Bunga terduduk dengan rambut singa dan wajah bantal paling mengenaskan. Ia menatap Arga yang sudah terlihat rapi dengan kaus dan celana training-nya, seakan tidak tidur di kasur yang sama dengan seorang perempuan.

"Mas Arga bawel banget, sih," gerutunya, menyeret kaki turun dari ranjang.

"Mas cuma nggak mau kita ketinggalan pesawat gara-gara kamu dandan," balas Arga enteng sambil melipat selimutnya sendiri dengan rapi.

Rutinitas Subuh mereka berjalan lebih mulus. Tidak ada lagi keraguan saat Bunga sholat di belakang Arga. Setelah sholat, kamar itu langsung berubah menjadi zona perang persiapan akhir. Arga dengan sigap menurunkan koper-koper, sementara Bunga sibuk di kamar mandi.

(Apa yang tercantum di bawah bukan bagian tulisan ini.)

PR #1064, opened 2024-07-25
Release v1.5.23

mmeigs:
### Notes:

Update Dockerfiles for Release v1.5.23


package.json
```diff
@@ -1,6 +1,6 @@
 {
   "name": "workerpool",
-  "version": "1.0.0",
```
i80and, line 3: Why are we downgrading the version number?

mmeigs: I was upgrading it to the current version, idk thought it'd be nice. But is this not what I should do?

i80and: OH. I misread the diff somehow. Facepalm sorry!!

i80and (approved):

PR #1072, opened 2024-09-19
Set desired number of workers for the enhanced autobuilder to 0

branberry:
### Notes

Since we've removed the autobuilder for staging, we no longer need the long running tasks. This is an easy way to cut down our AWS costs by a significant amount. 

### README updates

- - [ ] This PR does not introduce changes that should be reflected in the README


mmeigs (approved):
These PRs are so exciting

PR #1088, opened 2025-03-10
DOP-5450: Change atlas operator routing `/atlas-operator` -> `/operator`

mmeigs:
### Stories/Links:

DOP-5450

### Notes

The bucket level redirect needs to change. I will merge this on approval and redeploy the autobuilder to propagate the changes to S3 as we spoke about in standies.

### README updates


seungpark (approved):
just making sure that we don't need the previous redirects! otherwise looks good

rayangler (approved):

rayangler:
> just making sure that we don't need the previous redirects!

I think we should be good to replace, [according to JW](https://mongodb.slack.com/archives/C018UTGP23T/p1740499202724269?thread_ts=1740438380.392939&cid=C018UTGP23T)

PR #1093, opened 2025-06-25
DOP-5854: only build one version for associated products at a time

seungpark:
### Stories/Links:

DOP-5854

This is a temporary update to the persistence module (since we are moving to netlify extension) for associated products.
Previously, we were only able to update one version at a time, so we updated all the sibling versions when calling the persistence module.

### README updates


seungpark:
concluded this is not the source of the problem. debugged as a group and found that netlify config for the persistence module (env var DB_NAME) was not set per env. this has been since updated

PR #4239, opened 2024-10-19
Patch bump for node v21

pierremtb:


jtran:
Why do you want to make this change? I generally find that locking the specific version makes everything more deterministic, especially in CI where everything is continually being rebuilt.

I'd rather update to a newer version than unlock.

pierremtb:
@jtran That came from helping @adamchalmers yesterday setting up a nvmrc file for kcl-lsp, and as I was looking at ours here I was questioning the need to lock down the minor/patch versions and not benefit from security updates and bug fixes. Totally onboard with keeping thing as deterministic as possible, I guess we can keep ourselves in check too by making sure we bump this to latest from time to time. 

I guess we can use this PR to change it to 21.7.3, the latest v21 version

jtran:
I think it's good to be in git. I'll try to be more pro-active about updating it.

jtran (approved):

pierremtb:
All good thank you!

PR #4242, opened 2024-10-19
Buffer file writes, because writing to file after every keypress has bad consequences

lf94:
Writing to kcl files on per-key press (very old behavior that has existed even when the app was in Tauri) is causing the file system reload routines to "thrash" hard when users are (rightfully) mashing their keyboards. This fixes that, and fixes the issues coreypdx was talking about on Discord, losing their focused file.

I'm taking Monday, Tuesday off but I'd like to push this over the line and release as soon as we're able to because losing work = trust melting


nadr0 (approved):
Thanks for making this fix. I tested locally by spamming keys and multiple keys and was unable to delete my file.

This is now fixed.

PR #4244, opened 2024-10-19
yarn test:unit issues: sketchFromKclValue error with UserVal, update to He not wrapped in act(...)

guptaarnav:
Noticed some errors with yarn test:unit.

In MemoryPane, there were errors when trying to call sketchFromKclValue on a UserVal wrapping a Sketch. I saw there is discussion about overhauling KclValues in https://github.com/KittyCAD/modeling-app/issues/1130, so this is likely a short-lived change, but it does seem to address the test failures that were previously happening from MemoryPane.test.tsx.

(apologies for the @ts_ignore, the KclValue autogenerated type def does not include type union with Function, even though a Function is fair game apparently and needs to be handled.)

Also fixed a minor error where tests were not properly awaiting changes to the tests for UserSidebarMenu.


lf94:

PR #4248, opened 2024-10-20
Support negative start and end in ranges

nrc:
Follow-up to #4151. Allows negative start and end in range expressions.


nrc:
Reposted in https://github.com/KittyCAD/modeling-app/pull/4249

PR #4257, opened 2024-10-22
Stop propagation of camera clicks after drags

mlfarrell:
still needs work for the sketch interaction in which camera drag clicks are still leaking through.


lf94:
Was it what I thought it was? The apple track pad being ultra sensitive to like "click bounce"?

mlfarrell:
> Was it what I thought it was? The apple track pad being ultra sensitive to like "click bounce"?

no.  check the thread convo in slack against the other PR
TL;DW - out of order mouse moves were coming into the engine via the unreliable websocket channel after the drag end's had been received.

src/clientSideScene/CameraControls.ts
```diff
@@ -233,12 +234,14 @@ export class CameraControls {
...
     this.domElement = domElement
     this.isDragging = false
+    this.wasDragging = false
     this.mouseDownPosition = new Vector2()
     this.mouseNewPosition = new Vector2()
 
     this.domElement.addEventListener('pointerdown', this.onMouseDown)
     this.domElement.addEventListener('pointermove', this.onMouseMove)
     this.domElement.addEventListener('pointerup', this.onMouseUp)
+    this.domElement.addEventListener('click', this.onClick)
```
jtran, line 244: We haven't used the [click](https://developer.mozilla.org/en-US/docs/Web/API/Element/click_event) event before for camera controls. It only fires if the element is the same as where mousedown was. If you're not able to get the sketch fix working, I might try switching to the pointerup event handler. But I think it's okay since we use `setPointerCapture()` to ensure that it is the same element.

jtran (approved):

e2e/playwright/snapshot-tests.spec.ts-snapshots/Grid-visibility-Grid-turned-on-1-Google-Chrome-win32.png
jtran, line 1: I would try reverting this snapshot change. This PR shouldn't have changed it. If it comes back, though, it's probably fine to accept.

jtran:
For posterity: [Slack thread](https://kittycadworkspace.slack.com/archives/C04KFV6NKL0/p1729557516004239)

mlfarrell:
reminder, the sketch case for this still needs work.

src/clientSideScene/CameraControls.ts
mlfarrell: definitely feel free to take this over.  my approach here isn't with the same confidence that my previous PR had.

lf94:
> out of order mouse moves were coming into the engine via the unreliable websocket channel after the drag end's had been received.

Oh wow <_>!

franknoirot:
> no. check the thread convo in slack against the other PR

This is not helpful to find the context for PRs like this. Please provide a link to a slack message or provide a search term in the future

src/clientSideScene/CameraControls.ts
franknoirot: Yeah no sweat we'll slot this into our existing `onMouseDown` listener, I think I get what you're doing here

e2e/playwright/snapshot-tests.spec.ts-snapshots/Grid-visibility-Grid-turned-on-1-Google-Chrome-win32.png
franknoirot: I got it no worries

franknoirot:
Oh I'm getting it! This occurs when both:
1. The user has "Trackpad Friendly" or "NX" controls set, which makes one or more camera movement interactions and selection share a mouse button (NX only has this problem with panning, but Trackpad Friendly has all three)
2. The user's `pointerup` occurs faster than our `this.isDragging` can be written to by the `pointerdown` event, so it reads a stale `isDragging` value.

So your `click` handler deals with it because it blocks the continuation in this case. Nice good find! I'm just gonna see if I can get the spirit of your fix in, while sticking to our patterns.

franknoirot:
This current implementation allows users to orbit while in sketch mode (which we will want but just not yet), so I'm finding a different way.

franknoirot:
>This current implementation allows users to orbit while in sketch mode (which we will want but just not yet), so I'm finding a different way.

JK guess I needed to rubber duck that. New bug found: switching mouse control schemes while in sketch mode unlocks the locked-down orbit

franknoirot:
This was annoying, found second client-side camera bug that had me thinking this PR broke something, but nope it's always been that way. I'll log it. Here's a demo of the sketch mode fixed:


https://github.com/user-attachments/assets/46444443-58fa-4324-a47d-8adb22c9be16

Issue #4231, opened 2024-10-18
Grayed out UI, nothing is clickable


BlenderChen:
[Add a title above and insert a description of the issue here]

![Screenshot](https://public.blob.zoo.dev/1f097c71-f9a9-40a7-b57a-b8193b6c4c86/modeling-app/coredump-335fb762-cd1c-4d1e-92bf-35bb977c1d3f-screenshot.png)

<details>
<summary><b>Core Dump</b></summary>

[coredump-335fb762-cd1c-4d1e-92bf-35bb977c1d3f.json](https://public.blob.zoo.dev/63ca5dc2-1d65-467d-8b34-7366d853037b/modeling-app/coredump-335fb762-cd1c-4d1e-92bf-35bb977c1d3f.json)

Reference ID: 335fb762-cd1c-4d1e-92bf-35bb977c1d3f
</details>

<details>
<summary><b>KCL Code</b></summary>

```kcl


sketch002 = startSketchOn('XZ')
  |> startProfileAt([0.262, -0.354], %)
  |> line([0, 0.95], %)

sketch003 = startSketchOn('XZ')
  |> startProfileAt([0.362, -0.354], %)
  |> line([0, 0.354], %)

sketch004 = startSketchOn('XZ')
  |> startProfileAt([0.262, -0.354], %)
  |> line([0.1, 0], %)

sketch005 = startSketchOn('XZ')
  |> startProfileAt([0.362, 0], %)
  |> line([0.13, 0], %)

sketch006 = startSketchOn('XZ')
  |> startProfileAt([0, 1.024], %)
  |> line([0, -0.08], %)
```
</details>

pierremtb:
Thanks for sending the coredump @BlenderChen.

@franknoirot this was @BlenderChen and @JordanNoone experiencing a bug where everything in the UI was suddenly grayed out and not clickable. I told them to submit a coredump and that somehow resolved the issue (after the focus change to github.com, submitting the bug, and going back to the app, not sure if that mattered)

franknoirot:
Thank you @pierremtb this is a big one. I'm going to retry a blank slate install with no settings and see if I can reproduce it.

franknoirot:
This is duplicate of #4215 but I'll close both with my PR

pierremtb:
Awesome thanks @franknoirot

PR #4263, opened 2024-10-22
Fix engine connection break when starting onboarding from a fresh install

### LINKED ISSUE #4215: Snag while opening default project
Happened with @franknoirot and Oscar at 10:20.

franknoirot:
This fixes #4215, which is a regression that has been introduced to onboarding, and is reproducible by starting onboarding from a fresh install with no user-level settings, or by resetting the onboarding status before opening a project in the desktop app (resetting the settings from the app does not reset the onboarding status).

This behavior was not detectable in the browser app, so I've added a test that verifies the engine connects in an electron playwright test.

I tweaked the way `setupElectron`'s `appSettings` parameter works, making it not blow away the default settings but rather just override beyond them, because I didn't want to lose the "clean dir" behavior we have through it. That required me to update just one other test that assumed the onboarding dialog would be needs dismissed during its test because it overrode a different setting and blew away the defaults. I know we'll migrate to fixture-based tests but this seems like better behavior for now.


franknoirot:
Also fixes #4231

jtran (approved):

PR #4287, opened 2024-10-24
Disable rotate on start new sketch

### LINKED ISSUE #4280: Switching mouse control schemes while in sketch mode unlocks the locked-down orbit
For now we are locking camera orbit while in sketch mode, but if you change the mouse controls setting while in sketch mode at the moment this stops being the case.

Irev-Dev:
Resolves #4280

lmk if I'm being lazy, but with us not doing the "force perpendicular" soon, not sure if a test is worth it, since this isn't a trust melting bug anyway.


franknoirot (approved):
This is great, no I agree with you.

Issue #4297, opened 2024-10-24
Sketches storing wrong path segment types


adamchalmers:
# Background

Sketches are composed of a "base path", then a sequence of 0 or more subsequent paths. 

Paths have various types (e.g. arc, straight line, tangential arc). 

# Problem 1

Sketches do not properly store the type of path. Arcs are registered as Path::ToPoint, not Path::Arc. See this program:

```
startSketchOn('XZ')
|> startProfileAt([1, 2], %)
|> lineTo([5, 5], %)
|> arc({
     angleStart: -180.000000,
     angleEnd: -270.000000,
     radius: 4.000000
   }, %)
```

creates a Sketch like:

```
base:             [1.0, 2.0] to [1.0, 2.0]
path 0 (ToPoint): [1.0, 2.0] to [5.0, 5.0]
path 1 (ToPoint): [5.0, 5.0] to [9.0, 9.0]
```

Clearly the lineTo and arc should generate different kinds of path, but they're both ToPoint, which appears to be the "straight line" path type.

# Problem 2

Why is "base path" even a type? It's used two ways:

1. Every sketch has a base path called `start`, whose `to` and `from` fields are both just the start of the profile
2. Every kind of path (arc, tangentialArc, straight line, etc) has a `base` field that stores where the start/end is

The first case can be eliminated, sketches can just store a `start: Point2d` field instead of `start: BasePath`.

The second case is weird. We're moving towards a model where paths don't always store their endpoint, because some of them will require (sigh) an API call or jumping out of WASM into JS then back into a different WASM (C++) then back to JS then back to KCL interpreter. So we're going to try to refactor paths so they don't always know their endpoints. And of course, the start of path `n` is just the end of path `n-1` so it won't always make sense for paths to store their end either.

So we probably need to remove the base path type.

PR #4299, opened 2024-10-25
Tags should refer to full paths, not just base paths.

adamchalmers:
See "Problem 2" in https://github.com/KittyCAD/modeling-app/issues/4297

This is a pure refactor, it should not change any behaviour at all.
It adds more information into the tag system, but nothing reads that
extra information yet. It will be used to address problem 3 of the above
issue.

### DIFF
--- a/src/wasm-lib/kcl/src/executor.rs
+++ b/src/wasm-lib/kcl/src/executor.rs
@@ -1127,7 +1127,7 @@ pub struct TagEngineInfo {
     /// The sketch the tag is on.
     pub sketch: uuid::Uuid,
     /// The path the tag is on.
-    pub path: Option<BasePath>,
+    pub path: Option<Path>,
     /// The surface information for the tag.
     pub surface: Option<ExtrudeSurface>,
 }
@@ -1206,7 +1206,7 @@ impl Sketch {
         tag_identifier.info = Some(TagEngineInfo {
             id: base.geo_meta.id,
             sketch: self.id,
-            path: Some(base.clone()),
+            path: Some(current_path.clone()),
             surface: None,
         });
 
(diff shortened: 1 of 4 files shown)


src/wasm-lib/kcl/src/executor.rs
```diff
@@ -1695,6 +1721,21 @@ impl Path {
...
     }
 
+    /// Where does this path segment start?
+    pub fn get_from(&self) -> &[f64; 2] {
+        &self.get_base().from
+    }
+    /// Where does this path segment end?
+    pub fn get_to(&self) -> &[f64; 2] {
+        &self.get_base().to
+    }
```
lf94, line 1731: Why the unnecessary indirection?

lf94 (approved):
LGTM. I kinda wish we errored when `lengh` is called on a non-linear line but I'm hoping the current method is very temporary. If it's not very temporary (< 1 month) we should do it

jtran (approved):
Nice.

src/wasm-lib/kcl/src/executor.rs
adamchalmers: In the future we're not going to know the start/end of lines so easily (we'll need to query wasm or the API) so this change is preparation for that.

adamchalmers:
> LGTM. I kinda wish we errored when `length` is called on a non-linear line but I'm hoping the current method is very temporary. If it's not very temporary (< 1 month) we should do it

will be done today

src/wasm-lib/kcl/src/executor.rs
lf94: get_base() though is already abstracting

Pukul enam pagi, mereka sudah rapi. Bunga mengenakan blouse sederhana dan celana jins, terlihat seperti mahasiswi pada umumnya. Arga juga santai, memakai kaus polo dan celana kargo. Mereka terlihat seperti... kakak dan adik yang akan pergi berlibur.

Momen sarapan adalah yang terberat. Ibu Bunga memasak nasi goreng kesukaan putrinya, tapi matanya sembap. Ayah lebih banyak diam, membaca koran dengan terbalik.

"Nanti di sana," Ibu memulai nasihatnya yang ke seratus kali, "jangan lupa makan. Kamu itu, Nduk, kalau sudah asyik sama buku, lupa waktu."

"Iya, Buk..."

"Arga," Ayah Bunga melipat korannya. "Ayah titip Bunga sepenuhnya sama kamu. Dia kadang keras kepala, tapi hatinya baik. Kalau dia nakal, kamu jewer aja telinganya."

"Ih, Ayah!" protes Bunga.

Arga tersenyum tipis. "Siap, Om. Pasti Arga jaga."

"Jangan panggil Om lagi," koreksi Ayah. "Panggil Ayah. Kamu sekarang anak Ayah juga."

Arga terlihat sedikit kaget, lalu mengangguk kaku. "Iya... Ayah."

Pukul setengah tujuh, mobil sewaan yang akan membawa mereka ke bandara tiba. Inilah saatnya.

Bunga memeluk Ibunya erat-erat. Tangisnya yang ia tahan sejak Subuh akhirnya pecah. "Ibu... Bunga berangkat, ya. Ibu jaga kesehatan. Jangan capek-capek."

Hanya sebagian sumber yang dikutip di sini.